Zaangażowanie w sieci procentuje
Karina Hertel, współzałożycielka i dyrektor zarządzająca BrandLift kilka miesięcy temu w rozmowie z PAP zdradziła, że za jedną kampanię marketingową influencerzy mogą zarobić od kilku do setek tysięcy złotych.
- Wszystko zależy od rodzaju współpracy. Jeżeli influencer współtworzy produkt, to takie kampanie idą w setki tysięcy złotych — powiedziała Karina Hertel.
Dodając, że na wycenę składają się między innymi takie czynniki jak to, czy influencer potrafi utrzymać uwagę użytkowników i wciągnąć w interakcję, jak mocno przekierowuje ruch na produkt czy usługę oraz wielkość jego konta.
Dalsza część artykułu pod materiałem wideo
Influencerzy pod lupą UOKiK
Kilka dni temu prezes Urzędu Ochrony Konkurencji i Konsumentów ukarał sześcioro znanych influencerów, którzy nie chcieli współpracować z Urzędem.

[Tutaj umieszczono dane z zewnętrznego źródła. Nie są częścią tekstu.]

PR #695, opened 2026-08-11
Fix questionnaire opening a different data call than the row's Data Call column

### LINKED ISSUE #662: Data Call Progress column and questionnaire icon can name different calls for a score-less system in a past-year view
### Description

On the Home dashboard, for a system that has a progress row but **no score** in the selected call, the **Data Call Progress column** and the **questionnaire icon** can resolve to different data calls. The column labels one call; clicking the questionnaire icon opens a different one. This is the exact failure `rowCall.ts`'s own docstring warns about (the column and the thing it opens naming different calls).

**Root cause.** The two surfaces resolve the row's call through different paths:

- **Column:** `resolveRowCallId` (`src/views/FismaTable/rowCall.ts`), whose first rung returns `chosenCallMap[fismasystemid]` (`FismaTable.tsx:899`). For a score-less system this is the chosen (per `buildDashboardMaps`) call.
- **Icon:** reads `systemCallMap[fismasystemid]`, which is correctly empty for a score-less system (the map is score-derived), so it falls through to `rowCallObjs[0] ?? datacalls.find(d => d.datacallid === activeDataCallId)` (`FismaTable.tsx:988-989`).

`activeDataCallId` collapses to the newest (open) call whenever more than one call is toggled on, and selecting a year toggles all of that year's calls. So the two agree whenever the open call is the newest selected call, but diverge in a past-year view: the column names the past call while the icon opens the current/open call.

**Not introduced by #657.** This behaves the same on `main`. Before the #655 fix (PR #657), score-less systems had no `chosenCallMap` entry either, and the column fell through to the same `activeDatacallIds`-based rung, producing the same past-vs-open split. #657 did not introduce this; it only made these systems visible in more views.

**Suggested fix.** Give the questionnaire icon the same fallback the column uses: resolve its target through `chosenCallMap` (or `resolveRowCallId`) rather than `activeDataCallId`, so both surfaces name the same call. Small change, but its own scope (touches #467 call-resolution, not the #655 count fix).

Refs #655.

### Steps to Reproduce

1. Log in as an admin/owner.
2. Select a **past year** in the data-call picker (so `activeDataCallId` points at the open call, not the year on screen).
3. Find a system that has a questionnaire (progress row) but no score in the selected past call.
4. Note the call named in the Data Call Progress column.
5. Click the questionnaire icon for that row.

### Expected Behavior

The questionnaire icon opens the same call the Data Call Progress column names.

### Actual Behavior

The column names the past call; the questionnaire icon opens the current/open call. The two disagree.

### Environment

Prod, Dev. Browser independent - logic is client-side (`FismaTable.tsx`, `rowCall.ts`).

### Acceptance Criteria

- [ ] For a score-less system in a past-year view, the questionnaire icon opens the same call the Data Call Progress column names.
- [ ] No regression in the common case (open call is the newest selected call).
- [ ] Test covering the past-year divergence case.

### Severity

Low - pre-existing, and `isNotUpdated` returns `false` for past calls, so the "Not updated only" filter never surfaces these rows in the view where the divergence is visible.

### Affected Component

Home dashboard - `src/views/FismaTable/FismaTable.tsx`, `src/views/FismaTable/rowCall.ts`

tarratsco:
## Summary

Closes #662.

On the Home dashboard, the Data Call Progress column and the questionnaire icon could resolve to different data calls for a system with a progress row but no score in the selected call. The column labels one call, while clicking the questionnaire icon opens a different one: the exact failure `rowCall.ts`'s docstring warns about.

Root cause: the two surfaces resolved the row's call through different paths.
* **Column:** `resolveRowCallId` (`chosenCallMap`-first).
* **Icon:** read the score-derived `systemCallMap`, which is empty for a score-less system, then fell back to `activeDataCallId`.

`activeDataCallId` collapses to the newest (open) call whenever more than one call is toggled on, and selecting a year toggles all of its calls. So the two agree when the open call is the newest selected call, but diverge in a past-year view: the column names the past call while the icon opens the open call. Pre-existing on main; #657 only made these systems visible in more views.

## Changes

* **`rowCall.ts` (`resolveQuestionnaireCall` new):** resolves the questionnaire icon's target through the same `resolveRowCallId` path the column uses, then looks up the `datacall` object. The column label and the call the icon opens now always name the same call.
* **`FismaTable.tsx`:** the questionnaire icon's `onClick` calls `resolveQuestionnaireCall` instead of the old `rowCallObjs[0] ?? activeDataCallId` fallback. The multi-call picker gate (`rowCallObjs.length > 1`) is untouched, so multi-scored systems still get the picker. (`openQuestionnaire` already defaults to `activeDataCallId` only when the call is undefined.)
* **`rowCall.test.ts`:** tests for the past-year divergence and the fallback rungs, plus an invariant test that `resolveQuestionnaireCall` matches `resolveRowCallId` for every input shape.

## Scope note

Beyond the literal score-less case, this also aligns a related pre-existing edge (flagged in review): a system scored in an older call but displayed against a newer progress-only call reads "Not scored" and names the newer call in the column. The icon now opens that same call rather than the hidden older score. Both are the same bug, and the single fix resolves them together.

## Acceptance criteria

* [x] For a score-less system in a past-year view, the questionnaire icon opens the same call the Data Call column names.
* [x] No regression in the common case (open call is the newest selected call).
* [x] Test covering the past-year divergence.

## Testing

* **`rowCall.test.ts`:** score-less past-year case opens the column's call (not the active one); the scored-but-displayed-newer case opens the displayed call; newest-in-view fallback matches the column; active-call-in-view unregressed; and an invariant test pinning icon == column across all input shapes.
* Full `FismaTable` suite green (94 passed); `tsc --noEmit` and `eslint` clean.
* Manually verified in dev against a two-call FY25 past-year view: on main, `MOCK-GARRISON`'s row named "FY25 ZTM" but the questionnaire breadcrumb opened "FY26 ZTM"; on this branch both read "FY25 ZTM".
* Behavior-only; no visual change.

### DIFF
--- a/src/views/FismaTable/FismaTable.tsx
+++ b/src/views/FismaTable/FismaTable.tsx
@@ -55,7 +55,11 @@ import { scoreSortValue } from './scoreHelpers'
 import { isSystemSelectable } from './rowSelection'
 import { ProgressCell } from './progressColumn'
 import { progressSortValue } from './progressHelpers'
-import { resolveRowCallId, datacallNameComparator } from './rowCall'
+import {
+  resolveRowCallId,
+  resolveQuestionnaireCall,
+  datacallNameComparator,
+} from './rowCall'
 import { fetchOpDivs } from '@/utils/opdivs'
 import { toCategoryMap } from '@/utils/dataCenterEnvironments'
 import { parseDatacallName } from '@/utils/datacallGrouping'
@@ -973,8 +977,14 @@ export default function FismaTable({
                     openQuestionnaire(
                       params.row.fismasystemid,
                       params.row.fismaacronym,
-                      rowCallObjs[0] ??
-                        datacalls.find((d) => d.datacallid === activeDataCallId)
+                      resolveQuestionnaireCall(
+                        params.row.fismasystemid,
+                        chosenCallMap,
+                        systemCallMap,
+                        datacalls,
+                        activeDataCallId,
+                        activeDatacallIds
+                      )
                     )
                   }}
                   color="inherit"
--- a/src/views/FismaTable/rowCall.test.ts
+++ b/src/views/FismaTable/rowCall.test.ts
@@ -1,5 +1,9 @@
 import type { datacall } from '@/types'
-import { resolveRowCallId, datacallNameComparator } from './rowCall'
+import {
+  resolveRowCallId,
+  resolveQuestionnaireCall,
+  datacallNameComparator,
+} from './rowCall'
 
 const call = (datacallid: number, deadline: string): datacall => ({
   datacallid,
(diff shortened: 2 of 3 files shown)


jsos3-cms (approved):
**GO.** Clean root-cause fix.

`resolveQuestionnaireCall` (`rowCall.ts:109-126`) routes the questionnaire icon through the same `resolveRowCallId` that already drives the Data Call column, deleting the old `rowCallObjs[0] ?? activeDataCallId` fallback rather than special-casing around it. That fallback was the mechanism — `rowCallObjs` is score-derived, so a score-less system fell straight through to `activeDataCallId`, which collapses to the newest open call whenever a whole year is toggled on.

It also picks up the related case the description calls out: a system scored in an older call but displayed against a newer one now opens the displayed call, matching the column.

I checked specifically for stale-closure risk, since that's the usual source of this bug class, and there isn't any. The handler computes inline at click time, and the `columns` array is a plain literal rebuilt every render, so there's no stale dependency-array trap. Confirmed against React Router's docs that `navigate(to, { state })` stores a fresh state object per call with no merge-with-previous behavior, so consecutive opens can't leak a prior call's id forward.

## Testing

Ran the full suite on `origin/main` as a control before attributing anything to this branch, since this suite is known to fail a chunk of tests under parallel load on a clean main. Both sides came back clean this run:

| | origin/main | this branch |
|---|---|---|
| Tests | 918 passed, 3 skipped | 923 passed, 3 skipped |
| Failures | 0 | 0 |

The +5 delta is exactly the new `resolveQuestionnaireCall` cases. `tsc --noEmit` and `eslint` are clean on the changed files, and `jest src/views/FismaTable` gives 94 passed / 0 failed, matching the description.

The invariant test asserting `resolveQuestionnaireCall(...)?.datacallid === resolveRowCallId(...)` across five input shapes is the strongest part of this. It pins the property that actually matters — icon and column can never disagree — rather than re-testing individual scenarios, so a future edit that reintroduces a second resolution path fails loudly instead of silently.

## Non-blocking

Nothing renders the grid, clicks the icon and asserts what `navigate` actually receives. The wiring at `FismaTable.tsx:977-988` into `openQuestionnaire` is covered only by the manual verification described in the PR. Unit coverage on the underlying logic is strong enough that I wouldn't hold the merge for it, but it'd be a good addition whenever that file next gets touched.

## Merge ordering

No file overlap with #694, so no conflict in either direction. They are complementary on the same data path though: #694 makes `QuestionnairePage` pass `location.state.datacallid` as `?datacallid=` to the questions endpoint, and this PR is what makes that id correct in the past-year and score-less cases. Worth landing this one first so the id #694 starts trusting is right — #694's own ordering constraint against backend ztmf#549 is separate and unaffected.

Ukarani zostali: "Kruszwil" Marek Kruszel (50 tys. zł); "MD" Marcin Dubiel (25 tys. zł); "Maffashion" Julia Kuczyńska (30 tys. zł); Paweł Malinowski (20 tys. zł); Marcin Malczyński (10 tys. zł) oraz "Marley" Marlena Sojka (4 tys. zł). Łącznie w wysokości 139 tys. zł.
UOKiK podkreśla, że chodzi o prowadzone postępowania dotyczące oznaczania treści komercyjnych w mediach społecznościowych oraz podejrzenia scamu (oszustwa). Dlatego prezes urzędu "skierował wystąpienia do kilkudziesięciu wiodących influencerów, zbierając informacje o funkcjonowaniu branży influencer marketingu oraz weryfikując prawidłowość oznaczania przez nich treści reklamowych w mediach społecznościowych". Kilku twórców nie udzieliło informacji lub nie przesłało dokumentów, których zażądał UOKiK. Decyzje nie są prawomocne.